▸ INPUT
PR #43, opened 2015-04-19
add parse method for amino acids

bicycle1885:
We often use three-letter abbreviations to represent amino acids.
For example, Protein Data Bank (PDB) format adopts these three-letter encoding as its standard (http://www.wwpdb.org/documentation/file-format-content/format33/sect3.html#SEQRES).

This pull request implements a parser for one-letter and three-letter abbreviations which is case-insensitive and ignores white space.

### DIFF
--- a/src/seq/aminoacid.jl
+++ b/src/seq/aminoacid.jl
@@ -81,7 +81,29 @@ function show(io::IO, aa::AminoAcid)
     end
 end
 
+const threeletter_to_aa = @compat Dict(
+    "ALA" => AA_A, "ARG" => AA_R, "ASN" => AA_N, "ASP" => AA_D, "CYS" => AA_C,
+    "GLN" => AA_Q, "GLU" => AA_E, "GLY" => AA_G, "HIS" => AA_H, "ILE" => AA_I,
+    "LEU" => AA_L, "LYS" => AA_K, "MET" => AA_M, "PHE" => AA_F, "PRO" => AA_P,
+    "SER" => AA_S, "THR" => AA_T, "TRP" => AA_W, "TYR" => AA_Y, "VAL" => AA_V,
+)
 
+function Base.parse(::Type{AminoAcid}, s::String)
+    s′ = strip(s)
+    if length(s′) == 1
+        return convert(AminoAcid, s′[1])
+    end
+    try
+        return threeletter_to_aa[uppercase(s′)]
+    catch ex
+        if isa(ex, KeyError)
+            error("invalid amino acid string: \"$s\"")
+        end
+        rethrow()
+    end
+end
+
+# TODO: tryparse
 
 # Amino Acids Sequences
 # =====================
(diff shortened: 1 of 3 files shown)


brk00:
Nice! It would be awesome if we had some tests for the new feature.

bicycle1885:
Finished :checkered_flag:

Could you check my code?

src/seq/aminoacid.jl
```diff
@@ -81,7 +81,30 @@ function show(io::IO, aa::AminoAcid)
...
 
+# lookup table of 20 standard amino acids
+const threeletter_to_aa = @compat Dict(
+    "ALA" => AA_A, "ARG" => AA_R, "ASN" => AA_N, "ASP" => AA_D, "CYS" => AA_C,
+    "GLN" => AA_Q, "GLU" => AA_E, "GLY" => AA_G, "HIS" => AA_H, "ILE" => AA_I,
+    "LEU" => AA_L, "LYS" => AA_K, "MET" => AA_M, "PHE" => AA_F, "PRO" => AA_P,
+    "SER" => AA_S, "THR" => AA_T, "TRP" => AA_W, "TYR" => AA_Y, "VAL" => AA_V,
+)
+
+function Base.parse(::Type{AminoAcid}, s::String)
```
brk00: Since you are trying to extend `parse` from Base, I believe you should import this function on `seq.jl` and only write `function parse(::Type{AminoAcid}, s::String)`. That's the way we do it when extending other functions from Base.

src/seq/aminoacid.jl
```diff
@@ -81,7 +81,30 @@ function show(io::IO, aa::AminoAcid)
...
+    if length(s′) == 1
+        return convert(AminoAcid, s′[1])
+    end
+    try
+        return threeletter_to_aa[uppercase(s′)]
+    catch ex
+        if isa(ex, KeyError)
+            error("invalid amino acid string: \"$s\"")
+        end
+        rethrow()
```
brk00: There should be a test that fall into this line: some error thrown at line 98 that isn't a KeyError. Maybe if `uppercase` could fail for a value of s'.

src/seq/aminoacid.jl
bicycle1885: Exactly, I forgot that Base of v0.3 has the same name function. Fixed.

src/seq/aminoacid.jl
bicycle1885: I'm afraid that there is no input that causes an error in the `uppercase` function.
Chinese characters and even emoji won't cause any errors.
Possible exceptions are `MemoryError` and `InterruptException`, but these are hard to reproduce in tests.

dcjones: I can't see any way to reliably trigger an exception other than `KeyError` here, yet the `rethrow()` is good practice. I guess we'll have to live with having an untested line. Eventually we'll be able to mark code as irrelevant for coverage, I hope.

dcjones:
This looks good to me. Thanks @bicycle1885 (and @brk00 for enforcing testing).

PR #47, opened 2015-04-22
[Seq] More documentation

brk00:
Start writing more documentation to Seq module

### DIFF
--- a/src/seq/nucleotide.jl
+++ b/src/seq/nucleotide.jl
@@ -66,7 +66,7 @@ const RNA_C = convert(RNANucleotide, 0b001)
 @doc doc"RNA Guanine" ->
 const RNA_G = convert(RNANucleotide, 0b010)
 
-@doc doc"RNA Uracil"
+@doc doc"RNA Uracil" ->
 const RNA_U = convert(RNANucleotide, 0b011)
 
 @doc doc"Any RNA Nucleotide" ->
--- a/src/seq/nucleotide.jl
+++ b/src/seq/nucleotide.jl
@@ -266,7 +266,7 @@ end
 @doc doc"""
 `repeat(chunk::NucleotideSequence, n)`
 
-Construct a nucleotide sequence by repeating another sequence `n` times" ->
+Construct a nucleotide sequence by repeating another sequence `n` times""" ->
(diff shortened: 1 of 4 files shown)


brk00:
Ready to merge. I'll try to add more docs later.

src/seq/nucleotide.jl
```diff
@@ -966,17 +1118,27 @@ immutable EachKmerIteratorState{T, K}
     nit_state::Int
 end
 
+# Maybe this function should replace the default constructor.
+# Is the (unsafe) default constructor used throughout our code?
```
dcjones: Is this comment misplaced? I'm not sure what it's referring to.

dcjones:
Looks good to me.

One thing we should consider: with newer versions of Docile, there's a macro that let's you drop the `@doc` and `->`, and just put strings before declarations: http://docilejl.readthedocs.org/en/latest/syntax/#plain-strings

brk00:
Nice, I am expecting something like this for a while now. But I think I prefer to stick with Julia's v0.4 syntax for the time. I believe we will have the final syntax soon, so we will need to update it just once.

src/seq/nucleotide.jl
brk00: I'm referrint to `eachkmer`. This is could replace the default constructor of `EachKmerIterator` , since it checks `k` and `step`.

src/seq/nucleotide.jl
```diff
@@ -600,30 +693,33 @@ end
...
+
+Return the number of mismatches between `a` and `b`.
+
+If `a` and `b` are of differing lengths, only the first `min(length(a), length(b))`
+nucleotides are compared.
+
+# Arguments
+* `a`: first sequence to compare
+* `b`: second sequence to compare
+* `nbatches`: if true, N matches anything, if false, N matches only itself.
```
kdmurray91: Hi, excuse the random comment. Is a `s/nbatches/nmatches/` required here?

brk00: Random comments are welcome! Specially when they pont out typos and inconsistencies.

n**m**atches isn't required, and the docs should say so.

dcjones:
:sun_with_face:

▸ WHAT THIS TASK INVOLVES
Return each line from the entries above that includes "good".

▸ EXPECTED ANSWER
dcjones: I can't see any way to reliably trigger an exception other than `KeyError` here, yet the `rethrow()` is good practice. I guess we'll have to live with having an untested line. Eventually we'll be able to mark code as irrelevant for coverage, I hope.
This looks good to me. Thanks @bicycle1885 (and @brk00 for enforcing testing).
Looks good to me.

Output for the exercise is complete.